> DATA IN THIS EXERCISE:
PR #410, opened 2025-07-03
Add python interpreter

### LINKED ISSUE #408: Python interpreter tool (or just a calculator)
# Why
The main usecase for now is just a very powerful calculator. I would say we are not adding this to run OBI related code just yet (since generating OBI code is a ticket on its own #172). This is purely about executing a piece of code (in most cases even without 3rd party Python packages).

# How
Some suggestions were already mentioned in #342 

I think https://ai.pydantic.dev/mcp/run-python/ is really the way to go (and since it is an MCP server adding it is a breeze)

Please double check that the MCP server somehow handles the below things
* Each tool call happens in a completely separate environment (e.g. if user Alice saves a file in `/tmp/whatever` then another user Bob cannot access the file)
* Maybe allowing all python functionality is not what we want (e.g. `subprocess`, `os` module) - but I guess you just study all the flags the MCP server has and maybe there are some useful ones. The obvious "attacks" one can do is
   * Read all the environment variables in the running container
   * Remove all the files in the filesystem
   * Kill processes (e.g. the backend process itself)
   * Infinite recursion/loops - like there should be some timeout logic
* Network egress? Should it be allowed? Like should we allow the tool to send out requests to random APIs

# Comment
* If you think having a Python interpreter is an overkill (or it simply is not worth all the potential issues) I am fine if we just use some calculator mcp server

WonderPG:
Closes #408 

I went with the python interpreter because it is very powerful from my experiments and the calculator cannot go beyond basic operations. E.g. you can't compute a square root that easily. Imagine more complex stuff. The python interpreter can use external libraries easily.

I tried to breach security to test, the LLM refused calls that asked to remove files from the computer. Another issue is the possibility to generate very large outputs. E.g. "Loop for one million iterations in python and print the value of the iterator each time" is something the LLM would do. Since we are not charging the user per token yet, I wrote a rule to restrict that. The LLM seems to follow it but it might be possible to trick it.

## How to test
```bash
brew install deno
```


backend/Dockerfile
```diff
@@ -10,17 +10,26 @@ RUN apt-get -y install curl \
...
+
+# Create package.json and install pyodide locally
+WORKDIR /code
+RUN echo '{ "type": "module" }' > package.json
+RUN npm install pyodide
+RUN cp -r node_modules /node_modules
+RUN mv setup_pyodide.js /setup_pyodide.js && mv package.json /package.json
+WORKDIR /
 RUN chmod +x /docker-entrypoint.sh
+RUN chmod +x /setup_pyodide.js
```
jankrepl, line 30: Don't think you need to add any extra permissions since you are running it via `node`

backend/Dockerfile
```diff
@@ -10,17 +10,26 @@ RUN apt-get -y install curl \
...
 
 RUN mv /code/alembic /alembic
 RUN mv /code/alembic.ini /alembic.ini
 RUN mv /code/docker-entrypoint.sh /docker-entrypoint.sh
+
+# Create package.json and install pyodide locally
+WORKDIR /code
+RUN echo '{ "type": "module" }' > package.json
+RUN npm install pyodide
+RUN cp -r node_modules /node_modules
```
jankrepl, line 26: why not `mv` here too?

backend/Dockerfile
WonderPG: Done in [be9465d](https://github.com/openbraininstitute/neuroagent/pull/410/commits/be9465d51646887cc1e19e58a51fbfd9e1c9fce3)

backend/Dockerfile
WonderPG: Done in [be9465d](https://github.com/openbraininstitute/neuroagent/pull/410/commits/be9465d51646887cc1e19e58a51fbfd9e1c9fce3)

docker-compose.yml
```diff
@@ -6,7 +6,12 @@ services:
     ports:
       - "8078:8078"
     environment:
-      - NEUROAGENT_DB__PREFIX=postgresql+asyncpg://postgres:pwd@postgres:5432/neuroagent
+      - NEUROAGENT_DB__PREFIX=postgresql+asyncpg://
+      - NEUROAGENT_DB__HOST=localhost
```
jankrepl, line 10: This should be `postgres` since we use the internal docker compose network. (I got an error without it but not sure why - localhost should work too)...anyway

docker-compose.yml
```diff
@@ -6,7 +6,12 @@ services:
...
+      - NEUROAGENT_DB__PORT=5432
+      - NEUROAGENT_DB__USER=postgres
+      - NEUROAGENT_DB__PASSWORD=pwd
+      - NEUROAGENT_DB__NAME=neuroagent
       - NEUROAGENT_KEYCLOAK__ISSUER=${KEYCLOAK_ISSUER}
       - NEUROAGENT_TOOLS__LITERATURE__URL=https://whatever.com
       - NEUROAGENT_OPENAI__TOKEN=${OPENAI_API_KEY}
```
jankrepl, line 17: I know this is unrelated...but this env variable is not named like that anymore.


It should be `NEUROAGENT_LLM__OPENAI_TOKEN`

backend/setup_pyodide.mjs
```diff
@@ -0,0 +1,17 @@
...
+import { loadPyodide } from "pyodide";
+async function run() {
+    const pyodide = await loadPyodide();
+
+    await pyodide.loadPackage("micropip");
+
+    const micropip = pyodide.pyimport("micropip");
+
+    await micropip.install([
+    "typing-extensions",
```
jankrepl, line 11: You can remove it...it is a dependency of pydantic so it will be installed automatically https://github.com/pydantic/pydantic/blob/dac3c437870a056839c0a485ae3112c76d5e4a7f/pyproject.toml#L47

backend/src/neuroagent/mcp.json
```diff
@@ -15,5 +15,9 @@
       "env": {
         "EXA_API_KEY": "NEUROAGENT_MCP__SECRETS__EXA_API_KEY"
       }
+    },
+    "run_python":{
+      "command": "deno",
+      "args": ["run", "-R=node_modules", "--node-modules-dir=auto", "jsr:@pydantic/mcp-run-python", "stdio"]
```
jankrepl, line 21: So as we need, when the server is launched it will create `node_modules/` in the folder you are launching it in. I suggest we add `node_modules` to the `backend/.gitignore` (we first need to create it). Mostly to avoid accidental tracking with git

docker-compose.yml
WonderPG: I commited the wrong version apparently, I went one cmd+z too far. Good catch !

backend/src/neuroagent/mcp.json
WonderPG: Done in 983d04c.

jankrepl (approved):
Works great:) Thank you @WonderPG

BoBer78 (approved):

PR #411, opened 2025-07-04
Update false positive utterances

jankrepl:
based on #278


backend/src/neuroagent/fixed_llm_responses.yml
```diff
@@ -38,11 +38,20 @@ routes:
       - "Can you get me 2 electrial cell recordings?"
       - "Can you get me more ?"
       - "Can you help me find some morphologies in the platform?"
+      - "can you only look for morphologies in this brain region?062ebc92-cebb-498a-a76d-b5e1bab02cf"
```
WonderPG, line 41: Even though the message had the uuid, I would maybe remove it here. The utterance is stronger without imo. What do you think ?

WonderPG (commented):
LGTM !

backend/src/neuroagent/fixed_llm_responses.yml
jankrepl: Well the funny thing is that without it the human route is not triggered. So it needs to be there.

WonderPG (approved):

PR #412, opened 2025-07-04
General guidance for entitycore tools

### LINKED ISSUE #404: Entitycore rule  - explain general principles
Let's help the LLM and mention the following things that are shared across all entitycore endpoints

* Pagination mechanism in the GET ALL endpoints and ask it to ask to user whether they want to fetch more data (and potentially mention the number of results that is found in the response body of every page)
* GET ALL endpoints won't have assets unlike their GET ONE counterparts. I know we do it on the tool description level but it is becoming a standard so we might as well pull it out to a rule

Probably related to #399

WonderPG:
Closes #404


backend/src/neuroagent/rules/entitycore-tools.mdc
```diff
@@ -8,10 +8,16 @@ description: Entitycore tools
...
+- To find a brain region ID: use `entitycore-brainregion-getall` with the `name` parameter (capitalize the first letter of the brain region name).
+- **MANDATORY**: Always resolve brain region names to their unique IDs before any data queries.
+- **CRITICAL RULE**: Once you have a brain region ID, you MUST use `within_brain_region_brain_region_id` with the UUID for ALL subsequent queries.
+- **STRICTLY FORBIDDEN**: Using `brain_region__name` or any name-based parameters when an ID is available.
+- **NEVER** fall back to name searches when you already have the ID in memory.
+- **INVALID PARAMETER**: `brain_region__id` does not exist and must not be used.
+
+## GET ALL Endpoint Guidelines
+- When calling `GET ALL` endpoints, please mention the `total_items` count and ask the user if they want to see additional data before using the `pagination` parameter to retrieve subsequent pages.
+- If a `GET ALL` endpoint returns an empty asset list, call the corresponding `GET ONE` endpoint or `GET ALL Assets` to retrieve the actual assets for that entity.
```
jankrepl, line 20: Will this not confuse the model? Like the idea is for the model to we aware of it but not necessarily to follow up GET ALL with a bunch of GET ONE just to get the assets without even the user asking for it

WonderPG: I changed it to `- If a `GET ALL` endpoint returns an empty asset list, they can be accessed through the corresponding `GET ONE` endpoint or `GET ALL Assets` if needed.`. Let me know if you prefer it

BoBer78 (approved):

PR #423, opened 2025-07-10
Allow to override tool name/description

### LINKED ISSUE #415: Enable custom tool names (+ descriptions) for MCP servers
Right now we basically just take `{server_name}-{tool_name}` with some cosmetic changes. But maybe we should make it more flexible and let the user specify (optionally) custom names for each of the tools in `mcp.json`.

Bonus: Allow for custom tool descriptions (in case the official ones are bad). I would not allow for parameter definitions. Just the general tool description.

WonderPG:
Closes #415 

It seems like the official MCP library doesn't support any kind of naming override. I had to hack it a bit which is not the cleanest but I guess it works

## How it works
- The `name` and `name_frontend` are only made out of the `tool_name` (i.e. the `server_name` is not used anymore)
- One can define tool name/description override directly in `mcp.json` as follow:
```json
{
      "my_server" :{
            "command": "my_command",
            "args": ["my", "list", "of", "args"],
            "env": {
                    "MY_ENV_KEY": "MY_ENV_VALUE"
                  },
            "tool_metadata": {
              "tool_name_1": {
                "name": "my-custom-name-for-tool-1",
                "name_frontend": "Great Name",
                "description": "This is my own description for tool 1 that the LLM sees."
                },
             "tool_name_2": {
                "name": "my-custom-name-for-tool-2",
              },
            "tool_name_3": {
                "description": "This is my own description for tool 3 that the LLM sees.",
                "name_frontend": "My Tool 3"
                }
          }
```
The keys `tool_name_1`, `tool_name_2` etc... must be the original name of the tools, as provided by the server. To find the original tool name, go to `/tools` in our frontend. The `tool slug` is the original name.
The key `tool_metadata` is optional.
Each of the keys `name`, 1name_frontend` and `description` are also optional. No need to have both every time. The omitted ones will take the original value.

I added some examples in `mcp.json`. These are just examples to demonstrate how the PR works, they are not meant to be kept as is. Please feel free to come up with names/descriptions of tools you would like to change, either here or in another PR.


backend/src/neuroagent/mcp.py
```diff
@@ -123,12 +155,9 @@ class Metadata(BaseMetadata):
...
     # Create the tool class
     class MCPDynamicTool(BaseTool):
-        name: ClassVar[str] = f"mcp-{server_name.replace(' ', '-')}-{tool_name}"
+        name: ClassVar[str] = tool_name
         name_frontend: ClassVar[str] = " ".join(
-            [
-                word.capitalize()
-                for word in re.split(r"[-/_=+*]", f"{server_name}-{tool_name}")
-            ]
+            [word.capitalize() for word in re.split(r"[-/_=+*]", tool_name)]
```
jankrepl, line 160: IMO we should give the user the chance to specify the `name_frontend` as well in `mcp.json`. 

This "beautify" logic is random IMO

WonderPG: Done in e564aa2

BoBer78 (dismissed):
I tested it briefly and it works fine

jankrepl (approved):
LGTM:) Thank you @WonderPG

PR #430, opened 2025-07-14
Optionally allow for exclusion of empty threads

### LINKED ISSUE #425: Exclude empty threads (optionally)
Introduce a new query parameter `GET /threads/exclude_empty=true` (by default `false`). If set to `true` we modify the SQL query to only yield those threads that have at least 1 message associated to them (it will require a join).

WonderPG:
Closes #425


jankrepl (approved):
LGTM:)

Issue #1679, opened 2018-07-11
Procedure parameter OutputType - "NONE" without output


jeffchulg:
**Do you want to request a *feature* or report a *bug*?**
If you're reporting a bug, include the version number of the script you're using. If it's not the current version, upgrade to the current version and test that before reporting a bug - we fix a lot of stuff in each new build.

feature

**What is the current behavior?**

sp_Blitz has the ability to set a value of `NONE` to its parameter `@OutputType`. This allows a DBA to setup a collection without returning any dataset. It's not the case for instance for `sp_BlitzFirst`.

**If the current behavior is a bug, please provide the steps to reproduce and if possible a minimal demo of the problem via http://sqlfiddle.com**

**What is the expected behavior?**

My request is to generalize this behavior to all procedures with an `@OutputType` parameter.

**Which versions of SQL Server and which OS are affected by this issue? Did this work in previous versions of our procedures?**

BrentOzar:
Jeff - did you want to work on this, or do you want us to close it?

jeffchulg:
Hi Brent,

I will take care of the development of this as soon as possible.

PR #1699, opened 2018-08-08
Add sp_Blitz's parameter @OutputType to sp_BlitzIndex and sp_BlitzFirst

jeffchulg:
Fixes #  #1679

 - some tab to space adjustments
 - some reformatting
 - add a parameter @Output parameter or the handling of a "NONE" value for this parameter

How to test this code:
 - same as usual should give the same result as usual
- set @OutputType to NONE alone will make it fail
 - set @OutputType to NONE with @OutputTableName to something will store the results to the output table 

 - SQL Server 2014

### DIFF
--- a/sp_BlitzFirst.sql
+++ b/sp_BlitzFirst.sql
@@ -46,7 +46,7 @@ SET @VersionDate = '20180701';
 
 IF @Help = 1 PRINT '
 sp_BlitzFirst from http://FirstResponderKit.org
-	
+    
 This script gives you a prioritized list of why your SQL Server is slow right now.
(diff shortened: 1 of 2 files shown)


BrentOzar:
Jeff - thanks for the pull request, but let's avoid reformatting requests. Makes it incredibly difficult to see what you've changed - try looking at the diff:

https://github.com/BrentOzarULTD/SQL-Server-First-Responder-Kit/pull/1699/files

I'm going to close this, but feel free to reopen another one with only the logic changes that you need. Sorry about that!

PR #1702, opened 2018-08-10
#1697 sp_BlitzIndex skip partitions checking

### LINKED ISSUE #1697: sp_BlitzIndex - partitions check
Seems like the script checks for total partition count even when it is being executed for a single table.
Does it seem reasonable to add filter by current table in this check?
Here is an example when script fails for non-partitioned table.
`EXEC master.dbo.sp_BlitzIndex @DatabaseName='bizproj', @SchemaName='dbo', @TableName='userLastEvent'`
```
Starting run. sp_BlitzIndex(TM) v6.7 - July 01, 2018
Create temp tables.
Adding UQ index on #IndexSanity (database_id, object_id, index_id)


bizproj
Inserting data into #IndexColumns for clustered indexes and heaps
Inserting data into #IndexColumns for nonclustered indexes
Inserting data into #IndexSanity
Checking partition count
Failure populating temp tables.
Last @dsql: SET TRANSACTION ISOLATION LEVEL READ UNCOMMITTED;
                        SELECT @RowcountOUT = SUM(1) FROM [bizproj].sys.partitions WHERE partition_number > 1 OPTION    ( RECOMPILE );
Msg 50000, Level 16, State 1, Procedure sp_BlitzIndex, Line 1503 [Batch Start Line 6]
bizproj database failed to process. Setting @SkipPartitions = 1 because > 100 partitions were found. To check them, you must set @BringThePain = 1.
```

BrentOzar:
If TableName is specified. Closes #1697.

  - SQL Server 2017

### DIFF
--- a/sp_BlitzIndex.sql
+++ b/sp_BlitzIndex.sql
@@ -678,7 +678,7 @@ SET @NumDatabases = @@ROWCOUNT;
 /* Running on 50+ databases can take a reaaallly long time, so we want explicit permission to do so (and only after warning about it) */
 
 BEGIN TRY
-        IF @NumDatabases >= 50 AND @BringThePain != 1
+        IF @NumDatabases >= 50 AND @BringThePain != 1 AND @TableName IS NULL
         BEGIN
 
             INSERT    #BlitzIndexResults ( Priority, check_id, findings_group, finding, URL, details, index_definition,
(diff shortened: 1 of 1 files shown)


alekseybochkov:
@BrentOzar thanks!

PR #1751, opened 2018-09-07
Make Mode 0 more useful

### LINKED ISSUE #1739: Missing information when running Mode=4 for all databases - M4 tab in CCC
Bug - Missing information, such as borderline duplicate key indexes when looking at the M4 tab in the CCC file. When I run Mode=4 manually in a particular database, they show up. The M4 tab has a much shorter list than when run manually for each database.

Compare the Sheet1 info to the M4 tab in 20180823_125000. M4 contains info for 2 databases. Sheet1 is for Mode=4 for one database, Sheet2 is Mode=4 for the other database. M4 has 39 rows. Just Sheet1 has 124 rows. So BIG different and haven't even added in Sheet2 yet.

Missing information such as borderline missing indexes

The Mode=4 output for each database should match the output when running Mode=4 and GetAllDatabases=1

BlitzErik:
Fixes #1739

Fixes # .

 - Make mode 0 generally more useful to people

How to test this code:
 - Run in @Mode = 0, see important stuff that was missing before

 - SQL Server 2016
  - SQL Server 2017

### DIFF
--- a/sp_BlitzIndex.sql
+++ b/sp_BlitzIndex.sql
@@ -25,7 +25,7 @@ ALTER PROCEDURE dbo.sp_BlitzIndex
     @GetAllDatabases BIT = 0,
     @BringThePain BIT = 0,
     @ThresholdMB INT = 250 /* Number of megabytes that an object must be before we include it in basic results */,
-	@OutputType         VARCHAR(20)     = 'TABLE' ,
+	@OutputType VARCHAR(20) = 'TABLE' ,
     @OutputServerName NVARCHAR(256) = NULL ,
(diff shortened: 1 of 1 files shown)


BlitzErik:
Stuff that changed:
1. High/Low missing index impact just checks usage, leaves out impact. Impact is frequently a bag of wonk.
2. Adds borderline dupes to output
3. Mode 0 will warn about > 21 indexes on a table, Mode 4 will warn about 7
4. Abnormal psychology is no longer in Mode 0 (xml, spatial, column store, compressed)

> YOUR ASSIGNMENT:
Each line that mentions the string "looking" must be copied from the listing.

> RESPONSE FOR THIS EXERCISE:
Jeff - thanks for the pull request, but let's avoid reformatting requests. Makes it incredibly difficult to see what you've changed - try looking at the diff:
Bug - Missing information, such as borderline duplicate key indexes when looking at the M4 tab in the CCC file. When I run Mode=4 manually in a particular database, they show up. The M4 tab has a much shorter list than when run manually for each database.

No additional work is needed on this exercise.